SUPPLIED INFORMATION:
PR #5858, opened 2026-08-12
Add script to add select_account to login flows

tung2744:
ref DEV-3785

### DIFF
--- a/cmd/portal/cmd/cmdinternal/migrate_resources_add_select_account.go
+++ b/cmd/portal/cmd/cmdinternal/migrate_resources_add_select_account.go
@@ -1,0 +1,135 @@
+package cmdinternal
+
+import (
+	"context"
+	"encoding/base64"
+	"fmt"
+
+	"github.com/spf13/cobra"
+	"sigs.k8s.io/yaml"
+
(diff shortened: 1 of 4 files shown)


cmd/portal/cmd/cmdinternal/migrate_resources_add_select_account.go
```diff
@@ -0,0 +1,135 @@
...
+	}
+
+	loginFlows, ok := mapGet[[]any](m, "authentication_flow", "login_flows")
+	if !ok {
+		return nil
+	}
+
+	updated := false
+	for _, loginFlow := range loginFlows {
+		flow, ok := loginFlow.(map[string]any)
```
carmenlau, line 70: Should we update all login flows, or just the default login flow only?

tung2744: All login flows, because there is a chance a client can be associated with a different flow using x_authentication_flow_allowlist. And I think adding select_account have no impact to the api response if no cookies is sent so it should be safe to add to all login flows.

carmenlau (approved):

ABOUT THIS TASK:
Out of the data above, transcribe exactly and only the lines starting with the line that has "(diff shortened: 1 of 4 files shown)" and going on through the line that has "carmenlau, line 70: Should", both included.

REPLY:
(diff shortened: 1 of 4 files shown)


cmd/portal/cmd/cmdinternal/migrate_resources_add_select_account.go
```diff
@@ -0,0 +1,135 @@
...
+	}
+
+	loginFlows, ok := mapGet[[]any](m, "authentication_flow", "login_flows")
+	if !ok {
+		return nil
+	}
+
+	updated := false
+	for _, loginFlow := range loginFlows {
+		flow, ok := loginFlow.(map[string]any)
```
carmenlau, line 70: Should we update all login flows, or just the default login flow only?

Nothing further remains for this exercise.